Philip (the excellent Toby Jones) spots something in this kid and teaches him how to perform, how to project and protect his voice and how to understand Shakespeare. In time, Richard, whose drunken father cares naught for him, moves in with Philip and his compassionate landlady, Ma Smith (Leslie Manville).
The narrative is fascinating, exploring how talent requires nurturing but also touches on issues of fame, personal demons and importantly, that no one makes it on their own. Director Marc Evens softens the story’s edges with period designs and emotional narrative highs. But its Toby Jones’ central performance that carries the powerful emotional kick. Jones combines humour, passion and empathy to make Philip a beautifully rounded character.
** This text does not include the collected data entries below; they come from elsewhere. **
PR #1024, opened 2020-09-05
Weaponpluginmisc

Morderon:
1) Good AIIM SLING SWITCH NWNX_WEAPON_GOOD_AIM_SLING if true allows non-halflings to gain +1 AB with slings if they have good AIM. This is a correction for the base game which includes throwing weapons but tied slings specifically to the halfling race.

Developer Note: I wanted to do the above as a tweak but fitting function had an exclusive hook in nwnx weapons

2) New function (SetOneHalfStrength) gives a melee weapon an addition Strength/2 damage. For use with One and a half weapons to signify holding them two handed.

Modifications:

1) Weapon feats (focus, spec, etc.) now support having multiple feats for each weapon

2) The weapon feats defined in baseitems.2da serves as a fallback instead of being overriden

### DIFF
--- a/Plugins/Weapon/Weapon.cpp
+++ b/Plugins/Weapon/Weapon.cpp
@@ -53,6 +53,8 @@ Weapon::Weapon(Services::ProxyServiceList* services)
     REGISTER(GetEventData);
     REGISTER(SetEventData);
     REGISTER(SetOneHalfStrength);
+    REGISTER(GetOneHalfStrength);
+
 #undef REGISTER
 
     m_GetWeaponFocusHook = GetServices()->m_hooks->RequestExclusiveHook<Functions::_ZN17CNWSCreatureStats14GetWeaponFocusEP8CNWSItem>(&Weapon::GetWeaponFocus);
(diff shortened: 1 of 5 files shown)


Plugins/Weapon/Weapon.cpp
```diff
@@ -980,4 +1193,22 @@ int Weapon::GetLevelByClass(CNWSCreatureStats *pStats, uint32_t nClassType)
...
+
+    if(objectId == Constants::OBJECT_INVALID)
+    {
+        LOG_INFO("Invalid Object Passed into SetOneHalfStrength");
+        return Services::Events::Arguments();
+    }
+
+    auto bMulti = Services::Events::ExtractArgument<int32_t>(args);
+    if(bMulti)
+        g_plugin->GetServices()->m_perObjectStorage->Set(objectId, "ONE_HALF_STRENGTH", 1);
```
Daztek, line 1208: If you want, you can change the above to `g_plugin->GetServices()->m_perObjectStorage->Set(objectId, "ONE_HALF_STRENGTH", 1, true);` and it'll persist the value when the item gets saved, so you only have to set it once.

Because Lawtey’s character was destined to be a coal miner like his drunken single dad, Richard’s story is compelling, especially as he discovers acting and changes his life’s trajectory against the odds. The path to his breakthrough performance eight years later plays out against obstacles, fallouts and lots of excessive drinking.
The chemistry between Philip and Richard is heart-warming, as is his warm and sparky friendship with the wonderful Ma. The film feels a little long as it moves through the various chapters of Richard’s rise, but issues constantly come up that have a strong gravity especially, relating to mentorship, adoption, fatherhood and mutual inspiration. The script touches on attitudes from the period that makes us ponder deeper reminding us how even the most towering artist can come from the earthiest background.
Not many are aware of the reason Burton changed his name. The name change was suggested by an RAF friend of PH’s who was in charge of a scholarship scheme for young airmen that sent them to study at Oxford for six months. The move was partly to allay suspicions of what would have been judged as an illicit relationship between PH and Richard, who began living in the same boarding house, and to underline PH’s status as Richard’s legal guardian. It also helped disguise the young actor’s mining-town background which also threatened his progress.
By the time we zoom onto Richard’s big moment, playing Prince Hal at the Shakespeare Memorial Theatre in Stratford, his alcohol consumption and smoking has grown out of control, as has his arrogance. What the scriptwriters intimate is that it’s a veiled replay of his relationship with his old companion PH whom he viciously attacks and calls a nobody when PH visits him in Stratford. Jones is on top form, projecting a melancholy that seeps in to his eyes.
Sadly for Richard Burton, his addictive behaviour would become the norm and prove impossible to throw off.
MR BURTON is screening in cinemas now.